# TO DO
From the entries that follow, copy each line in which "gone" appears.

Data records:
PR #1622, opened 2026-09-17
feat(destinations): allow creating Microsoft Excel destinations in the web app

romandubovyi:
## What

While the Excel add-in was under Microsoft Marketplace verification, **Microsoft Excel** was hidden from the destination type list in the web app. The add-in is now verified and published, so users can create Excel destinations themselves again.

- `canCreateDestinationInApp` guard and its filter in `DestinationTypeField` removed; Excel is listed right after Google Sheets.
- The add-in keeps resolving or creating an Excel destination automatically when the caller has none they can use (`ResolveExcelDestinationService` unchanged).
- Form hint and docs explain that a title is all that is needed, and that the add-in always uses the oldest Excel destination the user can use.
- `manage-destinations.md` lists Excel among the types and no longer says it cannot be created from **+ New Destination**.
- MCP `add_destination` still withholds Excel; its comments now give an MCP-only reason instead of pointing at the removed web guard.

## Also fixed

`DataDestinationForm` now clears the copy-credentials source when the destination type changes. Previously, picking a source under Google Sheets and switching to another type sent `sourceDestinationId` for a type that rejects it (HTTP 400 on a form with no credential fields).

## Follow-up

Picking between several Excel destinations inside the add-in lands in a separate OWOX/owox-data-marts-spreadsheets PR.

## Checks

- `npm test -w @owox/web`: 264 files, 2489 tests
- eslint, prettier, `tsc -b` for web; eslint, prettier for the two backend files
- markdownlint for both docs pages
- Changeset: `.changeset/6966-excel-destination-manual-creation.md`, `owox` minor


apps/web/src/features/data-destination/edit/components/DataDestinationEditForm/FormDescriptions/descriptions/ExcelDescription.tsx
```diff
@@ -7,8 +7,10 @@ export default function ExcelDescription() {
       <AccordionTrigger>How do I connect to Microsoft Excel?</AccordionTrigger>
       <AccordionContent>
         <p className='mb-2'>
-          There is nothing to set up here. The OWOX add-in for Excel creates this destination for
-          you the first time you build a report from a workbook.
+          There is nothing to set up here beyond a title. You can also leave this to the OWOX add-in
+          for Excel: if you have no Excel destination you can use, it creates one the first time you
+          build a report from a workbook. The add-in always uses the oldest Excel destination you
```
laskevych: 🟡 **Important:** reword "The add-in always uses the oldest Excel destination you can use, so a second one is not picked up by it" — the companion PR `OWOX/owox-data-marts-spreadsheets#62` makes it false. Same sentence at `docs/destinations/supported-destinations/microsoft-excel.md:5`.

**Why:** #62 adds `if (excelDestinations.length > 1) { setShowDestinationPicker(true); return; }` to `CreateReportForm`. With two or more Excel destinations the add-in stops calling `POST /data-destinations/excel` and asks the user to choose, so a second one *is* picked up — #62 states that contract in its own `data-destination-service.ts` doc comment. Both copies here are user-facing (docs.owox.com and this accordion), and this is the text a user reads at the exact moment they create the second destination. Because the add-in reaches users through the Microsoft Marketplace on Microsoft's update schedule, the two statements cannot be made to flip at the same moment.

**Fix:** state the rule without claiming permanence, e.g. "If your project has more than one Excel destination, which one the add-in uses depends on your add-in version — older builds always take the oldest one you can use." Or drop the sentence here entirely, keep one copy on the docs page this accordion already links to, and make updating that page part of #62's checklist.

apps/web/src/features/data-destination/edit/components/DataDestinationEditForm/DataDestinationForm.tsx
```diff
@@ -162,6 +162,15 @@ export function DataDestinationForm({
   // Get the current destination type
   const destinationType = form.watch('type');
 
+  // The copy-source picker lives inside the Google Sheets fields only, so once the type changes
+  // its clear button is gone while the selection would still ride along into the request as
+  // sourceDestinationId — which every other type rejects.
+  useEffect(() => {
+    if (selectedSource) handleSourceClear();
```
laskevych, line 174: 🟡 **Important:** `handleSourceClear()` only half-clears here — its `form.resetField('credentials.credentialId')` (line 159) is a no-op unless that field was registered, so on service-account-only setups the placeholder survives the type change.

**Why:** `credentials.credentialId` is registered only by the `FormField` at `GoogleSheetsFields.tsx:221`, guarded by `isOAuthAvailable && authMethod === 'oauth'`, while the copy-source button renders unconditionally at `:188`. react-hook-form 7.87's `resetField` bails on `get(_fields, name)`. So with destination OAuth unconfigured, or with the user on the Service Account JSON tab:

1. pick a copy source → `setValue('credentials.credentialId', COPY_SOURCE_CREDENTIAL_PLACEHOLDER)`;
2. switch the type to Excel → this effect nulls `selectedSource` but leaves the placeholder behind;
3. switch back to Google Sheets and save → Zod passes (the placeholder is a valid UUID for `googleCredentialsWithOAuthSchema`), `!dirtyFields.credentials` deletes `payload.credentials` because the placeholder was set with `shouldDirty: false`, `source` is now null so the sheet takes the mapper branch, and `GoogleSheetsMapper.mapToCreateRequest` dereferences `formData.credentials.serviceAccount` on `undefined`. Save silently does nothing.

The same latent bug is already reachable through the manual clear button, so this PR does not introduce it — but this effect is what makes it fire without the user asking for it.

**Fix:** clear the value rather than the registration — `form.setValue('credentials.credentialId', initialData?.credentials?.credentialId ?? undefined, { shouldDirty: false })` — or guard `GoogleSheetsMapper.mapToCreateRequest` against a missing `credentials`.

apps/web/src/features/data-destination/edit/components/DataDestinationEditForm/DataDestinationForm.test.tsx
```diff
@@ -0,0 +1,89 @@
...
+  });
+
+  it('drops the picked copy source once the destination type changes', async () => {
+    // The clear button lives inside the Google Sheets fields, so after the switch nothing
+    // else could undo the selection — and every other type rejects sourceDestinationId.
+    const onSubmit = renderForm();
+
+    fireEvent.click(screen.getByRole('button', { name: 'Pick source' }));
+    fireEvent.click(screen.getByRole('button', { name: 'Switch to Excel' }));
+    fireEvent.submit(screen.getByRole('button', { name: /save/i }));
```
laskevych: 🧪 **Test gap:** this test does not pin the behaviour it names — it submits a disabled button, and its payload assertion holds with the effect deleted.

**Why:** three independent problems.

1. The `DestinationTypeField` stub calls `form.setValue('type', EXCEL)` without `shouldDirty`, unlike the real Controller's `field.onChange`. So `isDirty` stays false and every term of the Save button's `disabled` expression is false — this line only works because `fireEvent.submit` dispatches a bubbling event that reaches the `<form>` regardless of the button's state.
2. `expect(data).not.toHaveProperty('credentials')` is satisfied by the `!dirtyFields.credentials` arm in `handleSubmit` whether or not the effect ran, because `handleSourceSelect` sets the placeholder with `shouldDirty: false`.
3. The `GoogleSheetsFields` stub never registers `credentials.credentialId`, so `resetField` no-ops inside the test exactly as it does in production on the service-account path.

Delete the whole `useEffect` and only `expect(source).toBeNull()` fails.

**Fix:** drive the real `DestinationTypeField` (as `DestinationTypeField.test.tsx` already does) instead of stubbing it, click Save rather than dispatching `submit`, and assert the request rather than the callback argument — `source` only becomes `sourceDestinationId` one level up in `DataDestinationConfigSheet.tsx`, which is itself uncovered because `DataDestinationConfigSheet.test.tsx` mocks `DataDestinationForm: () => null`.

.changeset/6966-excel-destination-manual-creation.md
```diff
@@ -0,0 +1,14 @@
+---
+'owox': minor
+---
+
+# Microsoft Excel destinations can now be created from the web app
+
+**Microsoft Excel** is back in the destination type list. While the OWOX add-in
+for Excel was under Microsoft Marketplace verification, the only way to get an
+Excel destination was to let the add-in create one on your first report run.
+Now you can also add one yourself from the Destinations page: give it a title
```
laskevych, line 10: 🟡 **Important:** the changeset covers only one of the PR's two user-visible outcomes, and omits the caveat both doc surfaces carry.

**Why:** `docs/contributing/repository/release-strategy.md` requires a changeset for "a bug fix whose effect is visible to users". The commit message names the second outcome itself — "switching away from Google Sheets no longer sends sourceDestinationId for a type that rejects it" — and its effect was a user-facing HTTP 400 from `create-data-destination.service.ts`. Separately, the release note says users can now add an Excel destination themselves but never mentions what both `microsoft-excel.md` and `ExcelDescription.tsx` do say: that today's add-in will not use it unless it is the oldest. The same policy asks for "what changed and its practical effect".

**Fix:** add two sentences to this file — one for the copy-source reset, one naming the oldest-destination caveat. A second changeset would need its own Work Item ID, so only split if the copy-source fix is owned by a different one.

apps/web/src/features/data-destination/edit/components/DataDestinationEditForm/DestinationTypeField.test.tsx
```diff
@@ -79,26 +63,16 @@ describe('DestinationTypeField', () => {
...
-    // Filtering it out unconditionally would leave the type field of an existing Excel
-    // destination blank.
-    render(<ExcelTestForm />);
-
-    openTypeList();
-
-    expect(
-      await within(document.body).findByRole('option', { name: /Microsoft Excel/ })
-    ).toBeInTheDocument();
+  it('lists Microsoft Excel right after Google Sheets', () => {
```
laskevych: 🧪 **Test gap:** this test never renders `DestinationTypeField` — it restates `DataDestinationTypeModel` back to itself, in a component spec, twenty lines below a second copy of the same name list.

**Why:** the two deleted tests exercised the component's option list; this one asserts `getAllTypes().map(d => d.displayName)`. The substantive change in this PR is removing `.filter(({ type }) => type === field.value || canCreateDestinationInApp(type))` from the component, and nothing now covers the rendered list's filtering — if a filter comes back, this test stays green. It also hand-keeps a second catalogue: adding a destination type means editing both this array and the loop at line 47. `data-destination-type.enum.test.ts` states the principle already — "Derived rather than written out: a second hand-kept list is what let Excel be added to one place and forgotten in the other."

**Fix:** assert the order on the rendered options inside the existing render test (`within(document.body).getAllByRole('option')`), which leaves one catalogue and covers the list users actually see. If a pure model assertion is wanted, it belongs in a `data-destination-type.model.test.ts` beside the model — the pattern `data-storage-type.model.test.ts` already follows.

apps/backend/src/data-marts/facades/mcp-destination-type.ts
```diff
@@ -23,13 +23,12 @@ export type McpDestinationType = (typeof MCP_DESTINATION_TYPES)[number];
  *
  * The vocabulary itself has to stay exhaustive over the enum, because every type is *named* on
  * the way out — `list_destinations` and `get_data_mart_reports` report whatever a project
- * already has, Excel included. Being creatable is a separate question, and Excel answers it the
- * same way it does in the web app's type list: the add-in resolves one on first use and it
- * holds nothing to fill in, so offering it would invite a second destination indistinguishable
- * from the automatic one — and possibly not the one the add-in goes on to use.
+ * already has, Excel included. Being creatable is a separate question: this tool has no
```
laskevych: 💡 **Suggestion:** the rewrite drops the only substantive reason and leaves one that restates the exclusion — "this tool has no creation flow for Excel" is the decision, not a cause for it.

**Why:** the deleted text gave a real reason (a second destination "possibly not even the one the add-in goes on to use"). What remains is "no creation flow" plus "it holds nothing an agent could fill in" — and this PR is the proof that the second clause argues the other way: the web form now creates one from a title alone, through an `ExcelMapper` that already existed. `add_destination` already has exactly that shape for `looker_studio` (direct create, no credentials, no OAuth). So the file now says the web app accepts something it also says an agent could not fill in.

**Fix:** pick one. Either wire Excel like `looker_studio` and drop `MCP_NON_CREATABLE_DESTINATION_TYPES` with its `.exclude()` and the spec assertion, or restore the real reason and say plainly why the web app is exempt from it — for example, a person can see the existing rows in the list first, an agent creating one blind cannot.

laskevych (approved):
## Review: approve

Verified the feature end to end against the backend and the companion add-in PR `OWOX/owox-data-marts-spreadsheets#62`. No blocking findings — the inline notes and the four below are all non-blocking.

What I checked and found correct:

- The REST path already accepts a credential-less Excel create (`requiresCredentials(EXCEL)` is false and `create-data-destination.service.spec.ts` covers all three branches), and `ExcelMapper.mapToCreateRequest` returns `{ title, type }` only — no stale credentials can ride along after a type switch.
- `canCreateDestinationInApp` is removed cleanly: no remaining reference in `apps/`, `packages/` or `docs/`, and the barrels re-export with `export *`.
- The "oldest" claim matches the server — `listByProjectIdAndType` has an explicit `order: { createdAt: 'ASC' }`.
- The type select is `disabled={!!isEditMode}`, so dropping the `type === field.value` escape hatch cannot blank the field on an existing destination.
- `apps/docs/src/content/docs` is generated from `docs/` by the sync script, so it correctly stays untouched here.

Four notes on files this PR does not touch, so they could not be left inline:

---

**💡 Suggestion:** the root cause of the `sourceDestinationId` 400 is `DataDestinationConfigSheet.tsx:65`, not the form.

**Why:** when `source` is truthy that branch skips `mapper.mapToCreateRequest` entirely and posts `{ title, type, sourceDestinationId }` whatever `type` says. It also silently drops type-specific fields — a Google Sheets → Email switch with a stale source would discard the typed addresses and return `Cannot copy credentials from GOOGLE_SHEETS to EMAIL destination`. The new effect makes that unreachable today, but only by ordering: anything that sets `selectedSource` without a following type change (a second copy-source picker, a prefilled `initialData`) re-opens it.

**Fix:** gate on the same fact the picker is gated on — `if (source && formFields.type === DataDestinationType.GOOGLE_SHEETS)` — or always start from `mapper.mapToCreateRequest(formFields)` and merge `sourceDestinationId` on top, so copying is an addition rather than a replacement. The backend guard is correct and should stay.

---

**💡 Suggestion:** the Excel tab of `EmptyDataMartDestinationsState.tsx:144` still offers only the Marketplace link.

**Why:** the Google Sheets tab's primary action is `onClick: onOpenCreateDestination`; Excel's is `href: 'https://marketplace.microsoft.com/en-us/product/WA200011946'`. That was right while `canCreateDestinationInApp(EXCEL)` was false. Now a user on this empty state clicks "Connect Microsoft Excel", lands on Microsoft Marketplace, and never learns that **+ New Destination** would also have worked — the discoverability gap this PR set out to close.

**Fix:** either mirror the Google Sheets shape (primary = `onOpenCreateDestination`, secondary = the Marketplace link), or keep the Marketplace link primary and add the create action as the secondary. Installing the add-in is still required either way.

---

**💡 Suggestion:** say in `ExcelDescription.tsx` that the title is what the add-in will show.

**Why:** for Excel the title is the only field, and after `OWOX/owox-data-marts-spreadsheets#62` it is also the only label in the add-in's picker — an Excel destination's `credentials` is always `{}`, so the picker falls back to a creator·date subtitle. Auto-created rows are all `Microsoft Excel`; a hand-created one defaults to `New Destination`, which does not even identify itself as Excel. The copy says "There is nothing to set up here beyond a title" but never says where that title is read.

**Fix:** one sentence — "Name it after the workbook or team that will use it; this is how you tell your Excel destinations apart." A type-aware default title would be a larger change (`defaultValues` is evaluated once) and is probably not worth it.

---

**📘 Docs nit:** `docs/destinations/manage-destinations.md:5` still lists Excel third.

**Why:** the intro reads "**Google Sheets**, **Data Studio**, **Microsoft Excel**, …" while the numbered list at line 27 now reads Google Sheets → Microsoft Excel → Data Studio, matching the reorder in `data-destination-type.model.ts`. Same page, two orders.

**Fix:** swap **Data Studio** and **Microsoft Excel** on line 5.

---

**CI note (not a finding):** the two red checks are unrelated to this branch — `UserProvisioningSettings.test.tsx` is a known timing flake (the test carries its own comment about it) and the `datamart-calculated-field-formula` browser spec fails on `main` as well. The web suite is 269 files passing, 1 failing. Worth a re-run rather than a fix here.

apps/web/src/features/data-destination/edit/components/DataDestinationEditForm/FormDescriptions/descriptions/ExcelDescription.tsx
romandubovyi: Reworded in 0021d664a. The add-in release ships first, so both the form hint and microsoft-excel.md now describe the picker: "If your project has more than one Excel destination, the add-in asks which one to use when you create a report." The oldest-destination sentence is gone from both.

apps/web/src/features/data-destination/edit/components/DataDestinationEditForm/DataDestinationForm.tsx
romandubovyi: Fixed in 0021d664a: handleSourceClear now sets credentials.credentialId back to its initial value with setValue(..., { shouldDirty: false }) instead of resetField, so the placeholder is cleared on the service-account tab as well. The type-change effect and the manual clear button share the same path.

apps/web/src/features/data-destination/edit/components/DataDestinationEditForm/DataDestinationForm.test.tsx
romandubovyi: Tightened in 0021d664a: the type stub now sets the value with shouldDirty: true, the tests click Save instead of dispatching submit, and the credentials assertion that held regardless of the effect is dropped. With the effect deleted, the source assertion fails (checked by mutation). Driving the real DestinationTypeField and asserting at the DataDestinationConfigSheet level is left for a follow-up.

.changeset/6966-excel-destination-manual-creation.md
romandubovyi: Added a paragraph for the copy-source fix in 0021d664a. The oldest-destination caveat is not added: per the thread on ExcelDescription.tsx, that rule is replaced by the add-in picker, so the release note no longer needs it.

apps/web/src/features/data-destination/edit/components/DataDestinationEditForm/DestinationTypeField.test.tsx
romandubovyi: Moved in 0021d664a: the order is now asserted on the rendered options inside the existing render test (getAllByRole('option')), and the separate model-only test with its second name list is removed.

apps/backend/src/data-marts/facades/mcp-destination-type.ts
romandubovyi: Restored the reason in 0021d664a: a person creating an Excel destination in the web app sees the project's existing ones in the list first; an agent creates blind and would add a second, indistinguishable one. Wiring Excel into add_destination is left as a separate change.

romandubovyi:
Thanks for the review. Addressed the four notes in 0021d664a:

- DataDestinationConfigSheet takes the copy-source branch only when the type is Google Sheets, so a stale source can no longer replace the request for another type.
- The Excel tab of EmptyDataMartDestinationsState keeps the Marketplace link as primary and adds "Create destination" as the secondary action.
- ExcelDescription now says the title is how Excel destinations are told apart in the add-in.
- manage-destinations.md intro lists Excel second, matching the list below.

CI: the new commit re-runs both red checks.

# EXERCISE RESPONSE
+  // its clear button is gone while the selection would still ride along into the request as
romandubovyi: Reworded in 0021d664a. The add-in release ships first, so both the form hint and microsoft-excel.md now describe the picker: "If your project has more than one Excel destination, the add-in asks which one to use when you create a report." The oldest-destination sentence is gone from both.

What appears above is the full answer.